SRE Tools By Samson Tanimawo, PhD Published Apr 30, 2025 9 min read

How to Write a Runbook an AI Agent Can Execute Without Breaking Prod

The difference between a runbook a human reads and a runbook an agent executes comes down to three structural rules. Miss them and the agent stops, or worse, guesses.

The three structural rules

Human runbooks assume the reader can improvise. “Check the logs”, the operator knows which logs, where, and what “normal” looks like. Agent-executable runbooks cannot rely on that.

Preconditions as code

Instead of “make sure the incident is a database slowness issue,” write:

precondition: db.primary.replication_lag_seconds > 30
precondition: db.primary.cpu_percent < 90
precondition: service.error_rate_5m < 0.2

Each is a check the agent can run, and each has a clear failure mode: if the precondition fails, the agent halts and hands off to a human with the exact line that failed.

Steps that are idempotent

Agents retry. Steps must tolerate being run twice. “Create a failover replica” becomes “ensure a failover replica exists; if one exists matching this spec, do nothing.”

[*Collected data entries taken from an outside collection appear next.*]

PR #7054, opened 2017-04-03
[Feature] Unpublished preprints filter [OSF-7433]

alexschiller:
## Purpose
Unpublished and private preprints show up via the api.

## Changes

Every step declares two outputs: a success state (measurable, not vibes) and a failure signal that triggers the halt.

Exit conditions and halt points

Every step answers: how do I know it worked? And every runbook answers: under what conditions do I halt and page a human?

Common halt conditions include: more than 3 consecutive step retries, any change that would touch more than N resources, any action outside the declared blast radius, any step that fails its exit check twice.

A template you can copy

id: db-failover-v3
blast_radius: one database cluster
preconditions:
  - db.primary.replication_lag_seconds > 30
steps:
  - name: confirm_standby_healthy
    check: db.standby.replication_lag_seconds < 5
    halt_on_fail: true
  - name: promote_standby
    action: rds.promote_read_replica(target=db.standby)
    idempotent: true
    exit_check: db.standby.role == "primary"
  - name: reroute_traffic
    action: route53.update(record=db.endpoint, value=db.standby.address)
    exit_check: dig +short db.endpoint == db.standby.address
halt_conditions:
  - any step fails exit_check twice
  - total runtime exceeds 300s

Write three of your most-run runbooks this way this quarter. The first one takes a day; the third takes an hour.

Human runbooks assume the reader can improvise. Agents cannot.

3
structural rules
3x
time saved by the third runbook

Your first three runbooks

Pick the three most-run runbooks in your ops history. Not the most dramatic. The most frequent.

Rewrite each in the structured form: preconditions as code, steps with explicit idempotency, exit checks per step, blast radius declared at the top.

The first takes a day. The second takes half a day. The third takes an hour. By the fourth, the format is second nature and the agent can execute end-to-end with human approval only on high-blast-radius steps.